D-backs president/CEO Derrick Hall arrived at the facility at 5 a.m. MT and began walking around at 6:30 as crews readied the ballpark for its debut.

"We've been waiting for this day for well over two and a half years, and it's hard to believe that it's finally here," Hall said. "We all have nerves. We know that the facility is beautiful, but when you're going to be sold out on your first day, you want everything to go just right. I worry because I want everybody to walk away with a positive experience."

Pregame festivities included introductions of both teams and a flyover by Stearman A/C in late 1930s model airplanes.

There was also a video tribute to Keli McGregor, the late president of the Rockies who passed away last year. The Keli McGregor Reflective Path winds its way around the complex.

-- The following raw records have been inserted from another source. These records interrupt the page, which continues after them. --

Issue #1340, opened 2026-06-12
Add support for C# 14.0


NightOwl888:
### Is there an existing issue for this?

- [x] I have searched the existing issues

### Task description

In both [J2N](https://github.com/NightOwl888/J2N/issues/172) and [ICU4N](https://github.com/NightOwl888/ICU4N/issues/120), we have migrated to C# 14.0. 

C# 14.0 comes with 2 very important features:

1. [First-class span types](https://learn.microsoft.com/en-us/dotnet/csharp/language-reference/proposals/csharp-14.0/first-class-span-types) allow `string` to be intrinsically converted to `ReadOnlySpan<char>` without calling the (slower) `.AsSpan()` method. This will save us from having to add `string` overloads just for the sake of cross-target compilation.
2. [Extension members](https://devblogs.microsoft.com/dotnet/csharp-exploring-extension-members/) allow us to extend classes with *static* methods to polyfill methods on legacy target frameworks. For example, we can add `string.Concat()` overloads that accept `ReadOnlySpan<char>`.

This is enough motivation for adding support ASAP, since it will drastically shape how we implement support for `ReadOnlySpan<char>`. Since we already build with the .NET 10 SDK (done in #1222), changing this should be straightforward, although there may be some cleanup required.

We should also do a sweep to ensure:

- `<LangVersion>` is only defined at the solution level
- Any calls to `.AsSpan()` that can be removed are removed

paulirwin:
+∞

Added to the milestone for the next major beta, due to "ASAP" which I agree with.

paulirwin:
@NightOwl888 I'm going to mark this fixed once #1374 is merged. If there are any specific examples of extension members that should be added, that can and should be its own issue since it's not specifically about C# 14 or optimizations directly due to it (like removing AsSpan).

PR #1352, opened 2026-06-15
Use C# 14 and fix field warnings/errors, #1340

paulirwin:

Use C# 14 and fix field warnings/errors

Partial #1340 

## Description

This is part 1 of 3 for #1340. I will do the ReadOnlySpan and extension block changes as follow-up PRs.

This sets LangVersion to 14 for the solution, and removes the explicit set of that from one place. It also fixes the `field` keyword warnings and errors, by either renaming local variables or adding `this.` qualification (to avoid a more extensive refactoring of renaming the fields).

### DIFF
--- a/Directory.Build.props
+++ b/Directory.Build.props
@@ -26,7 +26,7 @@
   </PropertyGroup>
 
   <PropertyGroup>
-    <LangVersion>11.0</LangVersion>
+    <LangVersion>14.0</LangVersion>
     <GitHubOrganization>apache</GitHubOrganization>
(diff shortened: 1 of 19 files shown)


NightOwl888 (approved):
Thanks for the PR.

Approved with an optional correction.

I forgot about this weird `field` naming issue that made me initially reject this. For other keywords such as `@in`, `@out`, and `@delgate`, we use the `@` character to escape them so we can use the same variable name as upstream. I think it would be better to escape them than to rename the variables to `f`. But `this.field` is fine.

PR #1353, opened 2026-06-16
Bumped ICU4N to 60.1.0-alpha.440

### LINKED ISSUE #998: Failing random test seed/culture: en-IE with seed 0x9a2b7430d6d33f0d

### Describe the bug

Found a random failing test seed/culture pair. Set the following in a `lucene.testsettings.json` file in your repo root (or somewhere between the test executable and the root of your drive):

```json
{
  "tests": {
     "seed": "0x9a2b7430d6d33f0d",
     "culture": "en-IE"
  }
}
```

This causes the following tests to fail on these frameworks:

`Lucene.Net.Index.TestIndexReaderClose.TestCloseUnderException()` (net5.0, net48, net472)

Message: 
> System.ArgumentException : The supplied DateTime represents an invalid time.  For example, when the clock is adjusted forward, any time in the period that is skipped is invalid. (Parameter 'dateTime')

`Lucene.Net.Util.Events.TestPubSubEvent.CanAddSubscriptionWhileEventIsFiringNonGeneric()` (net472)

Message:
> Expected: True  Actual: False

`Lucene.Net.Analysis.Icu.TestICUNormalizer2CharFilter.TestRandomStrings()` (net5.0, net48)

Message:
> Lucene.Net.Diagnostics.AssertionException : End() called before IncrementToken() returned false!

### Expected Behavior

The tests all pass.

### Steps To Reproduce

_No response_

### Exceptions (if any)

_No response_

### Lucene.NET Version

4.8.0-beta00017

### .NET Version

Various (listed above)

### Operating System

Windows

### Anything else?

x64 platform, running `./build.ps1 -t`

NightOwl888:

Fixes #998

## Description

This bumps ICU4N to 60.1.0-alpha.440 which contains the `Normalizer2` concurrency patch in https://github.com/NightOwl888/ICU4N/pull/122 that addresses the problems with random failures of `TestICUNormalizer2CharFilter.TestRandomStrings()` in concurrent environments.

### `ThaiTokenizer`

I made an attempt at documenting the "differences" between how `ThaiTokenizer` behaves and how `ICUTokenizer` behaves with Thai text. However, after adding several tests to check how they deal with transitions between Thai and non-Thai words and numerals, it turns out they behave identically in all cases I checked. I ended up temporarily replacing the `ThaiTokenizer` with the implementation of `ICUTokenizer` and discovered that all of the tests pass. So, the `ThaiWordBreaker` effectively is a poor-man's way of implementing part of the UAX #29 http://unicode.org/reports/tr29/ spec, but we cannot guarantee that it does completely comply for the Thai language.

I ended up adding documentation explaining that it does not guarantee to be compliant with the Unicode spec and recommended to use `ICUTokenizer` instead. But I am wondering whether we should just rewire the `ICUTokenizer` into the `ThaiTokenizer` and eliminate the "JDK compatible" attempt that is not guaranteed to be compatible with the JDK, anyway.

The JDK `RuleBasedBreakIterator` behaves differently across different vendors and versions, so there really is no stable target to hit, anyway. Some implementations don't even include a dictionary-based `BreakIterator` implementation, so Thai tokenization is impossible. Historically, this is one of the main motivations for creating the `lucene-analysis-icu` package which guarantees stability across JDK versions.

### DIFF
--- a/src/Lucene.Net.Analysis.Common/Analysis/Th/ThaiTokenizer.cs
+++ b/src/Lucene.Net.Analysis.Common/Analysis/Th/ThaiTokenizer.cs
@@ -48,7 +48,7 @@ namespace Lucene.Net.Analysis.Th
     /// <para/>
     /// Unlike the JDK, this implementation is guaranteed to be stable across all supported target frameworks.
     /// While it does use ICU4N's <see cref="RuleBasedBreakIterator"/>, this implementation doesn't follow
-    /// the UAX #29 specification (http://unicode.org/reports/tr29) and is not guranteed to behave the same as
+    /// the UAX #29 specification (http://unicode.org/reports/tr29) and is not guaranteed to behave the same as
     /// either the one in the JDK or in ICU4J.
     /// <para/>
     /// This implementation is provided primarily for API compatibility with Lucene. If strict Unicode compliance
--- a/src/Lucene.Net.Analysis.Common/Analysis/Th/ThaiTokenizer.cs
+++ b/src/Lucene.Net.Analysis.Common/Analysis/Th/ThaiTokenizer.cs
@@ -1,18 +1,15 @@
 // Lucene version compatibility level 4.8.1
 #if FEATURE_BREAKITERATOR
-using ICU4N.Support.Text;
 using ICU4N.Text;
 using J2N;
 using Lucene.Net.Analysis.TokenAttributes;
 using Lucene.Net.Analysis.Util;
 using Lucene.Net.Support;
-using Lucene.Net.Support.Threading;
 using Lucene.Net.Util;
 using System;
 using System.Collections.Generic;
 using System.Globalization;
 using System.IO;
-using System.Text.RegularExpressions;
 
 namespace Lucene.Net.Analysis.Th
 {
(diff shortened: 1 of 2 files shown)


src/Lucene.Net.Analysis.Common/Analysis/Th/ThaiTokenizer.cs
```diff
@@ -44,6 +41,19 @@ namespace Lucene.Net.Analysis.Th
...
     /// Tokenizer that use <see cref="BreakIterator"/> to tokenize Thai text.
     /// </summary>
+    /// <remarks>
+    /// This is an attempt to mimic the behavior of the JDK's <c>java.Text.BreakIterator</c> approach
+    /// to tokenizing Thai text. While it passes the Lucene tests, there may be innumerable differences
+    /// between this implementation and the one in the JDK.
+    /// <para/>
+    /// Unlike the JDK, this implementation is guaranteed to be stable across all supported target frameworks.
+    /// While it does use ICU4N's <see cref="RuleBasedBreakIterator"/>, this implementation doesn't follow
+    /// the UAX #29 specification (http://unicode.org/reports/tr29) and is not guranteed to behave the same as
```
paulirwin: Found by pre-commit: typo with "guranteed"

paulirwin (approved):
Approved; note the typo that is failing the pre-commit check. Once fixed looks good to merge.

"I'll tell you, he's here," Feasel said. "All over the place, you can see him. There were numerous times when things would come up and we would say, 'What was Keli's vision? What was he thinking? What would he like?' So he's here."

Hall, who worked closely with McGregor on the design and construction of the facility, agreed with Feasel's assessment -- especially when the forecasted rain held off long enough for the game to be played.

"I told people if the weather holds up, that's Keli doing his part," Hall said. "I know he's here."

Salt River Fields is owned by the Salt River Pima-Maricopa Indian Community. The ballpark has 7,000 fixed seats and space for an additional 4,000 fans on the grass berms beyond the outfield fences, though Saturday's attendance was announced at 12,514.

Designed by HKS Sports & Entertainment, the stadium features the largest high-definition scoreboard of any Spring Training facility, and its unique roof structure provides shade to 85 percent of the ballpark during the middle of the afternoon.

"The fan reaction has been tremendous," Hall said. "We're very proud of that, because we built this with the fans in mind."